You mean like...both of the languages you listed?
There's an obviously superior, faster, simpler language when working with vectors (APL), but people are obsessed with new languages.
If you really think it can be done in Python better than in Haskell, why not demo it in Python? You'll get internet points, and if you're right, you'll have something to show for it.
Not OP, but here: https://gist.github.com/stfwn/62e51d86ca4ff155becd3c6a14adf6...
You should be able to wget the file and run it (Python 3) from start to finish without any set-up and get ~88% accuracy on the test set.
It uses all the data (not one-sixth like in the blog posts) and does 200 iterations by default, so here's the loss plot on the training set if you want to skip all the fun: https://i.imgur.com/F57zmXV.png
Of course, I’m more familiar with Haskell. The fact you’re more familiar with imperative languages isn’t the argument for readability you think it is.
The best way to understand functional programming without learning it is to learn an imperative language like Ruby that everyone says is easy but that is actually hard. Then it's:
programming you know -> experience you don't have yet -> code everyone uses
Ruby makes the jump to the last step without explaining the middle one. That's what the whole convention over configuration part is about.
Functional programming languages do the exact same thing. All of those arrows and symbols and syntactic sugar transpile directly to Lisp. They're basically shorthand. Unfortunately, I've never seen tutorials talk about that translation.
To get the middle part, it's probably best to start with the low-hanging fruit. Probably learn something like spreadsheets, then Scheme, then ClojureScript, then F#. I never made it as far as Haskell or Scala.
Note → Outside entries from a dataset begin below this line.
Issue #242, opened 2018-05-11
Add switch to include commit body


derekgreer:
Currently standard-version only includes the commit header.  Is there a way to optionally include the commit body in the CHANGELOG.md?  Is there a sister tool I should be using to generate release notes to end users that provide all the details?

ffxsam:
@derekgreer Interesting no one noticed this, it's a great idea. When we squash our PRs on GitHub, it puts the squashed commits into the body, e.g.:

```
commit c18e83e1c45644ef7c81adae7fa7ed4581292b25
Author: Person
Date:   Wed Mar 20 16:46:13 2019 -0500

    feat(Downloads): Download modal improvements (#87)

    * fix: Some fix

    * fix: Updated things

    * fix: Did another thing
```
It would be cool if that body could be put into the changelog as an indented list underneath the main commit message.

ffxsam:
@bcoe @stevemao Thoughts on this?

willvincent:
Even just having extra detail beyond the first line, other than _only_ breaking changes would be useful.

Some new features, or involved fixes may warrant additional description above and beyond the one line.  Suggesting "you can manually edit the changelog" as has been mentioned in other issues, to my mind, kind of largely defeats the purpose of using an automated tool... if the info is _already in_ the commit, it should be able to be pulled out of the commit log and injected into the change log.

bcoe:
see motivation for a more flexible preset: https://github.com/conventional-changelog/conventional-changelog/pull/421

stevemao:
Maybe, we can use ‘<details>’ tag for commit body?

bcoe:
@stevemao this seems clever 😄 (in the good sense of the word). I might still be inclined to make it a config option that gets turned on.

joshtoper:
Was any progress made on this? This tool is fab but I require the full commit message in the Changelog, rather than just the header.

@stevemao Can you elaborate on what you meant re the `<details>` tag please?

stevemao:
@joshtoper see https://developer.mozilla.org/en-US/docs/Web/HTML/Element/details
I was just throwing random idea.

polaroidkidd:
I'm really in favour of this idea. I've done away with the develop branch in my projects as I tend to work myself from feature/issue to feature/issue and publish asap. Having the commit body included in the changelog would be very helpful in providing some context to the changelog.

Feiyang1:
[...]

I always get lost somewhere around monads and impurity. And all FP languages fall down at that point in similar ways anyway. You either treat mutable variables as imaginary numbers that aren't examined until they must be (lazily), or throw the rules out the window and let variables be reassigned or renamed to themselves with new values, which breaks the whole point of using FP in the first place. It's pretty much an open problem, and the failure to solve it satisfactorily is why no FP language has caught on yet in the mainstream IMHO.
deltas :: [Float] -> [Float] -> [([Float], [[Float]])] -> ([[Float]], [[Float]])
deltas xv yv layers = let
(avs@(av:_), zv:zvs) = revaz xv layers
delta0 = zipWith (*) (zipWith dCost av yv) (relu' <$> zv)
in (reverse avs, f (transpose . snd <$> reverse layers) zvs [delta0]) where
f _  dvs = dvs
f (wm:wms) (zv:zvs) dvs@(dv:_) = f wms zvs $ (:dvs) $
zipWith (*) [(sum $ zipWith (*) row dv) | row <- wm] (relu' <$> zv)
descend av dv = zipWith (-) av ((eta *) <$> dv)
learn :: [Float] -> [Float] -> [([Float], [[Float]])] -> [([Float], [[Float]])]
learn xv yv layers = let (avs, dvs) = deltas xv yv layers
in zip (zipWith descend (fst <$> layers) dvs) $
zipWith3 (\wvs av dv -> zipWith (\wv d -> descend wv ((d*) <$> av)) wvs dv)
(snd <$> layers) avs dvs
Just add intermediate expressions and annotate their types, maybe even with some type synonyms for intermediate types, because code is for humans.
As a Haskell developer, I'd be more comfortable to read Haddock-generated documentation for types of symbols, unfortunately it doesn't have too many good quality libraries in the ML field yet.
The Julia language with the Flux deep learning library is another very interesting but not mainstream path to take.
Google has a fairly sizable team around it, it has a fast path to adoption by the large pool of swift devs and fast.ai, and of course, google hype.
Chris leaving doesn't seem to be an issue: https://twitter.com/clattner_llvm/status/1222032740897284097
The Haskell bindings for TensorFlow are a little bit difficult for me to work with. When HaskTorch gets more mature and stable, it will hopefully be easier to use than the TensorFlow bindings.
Live edit code: https://stackblitz.com/edit/deep-learning
New frameworks like TensorFlow for Swift and Julia’s Flux are a little easier to understand if you read the code, but still complex stuff.
Seems like a classic case of overfitting to be honest.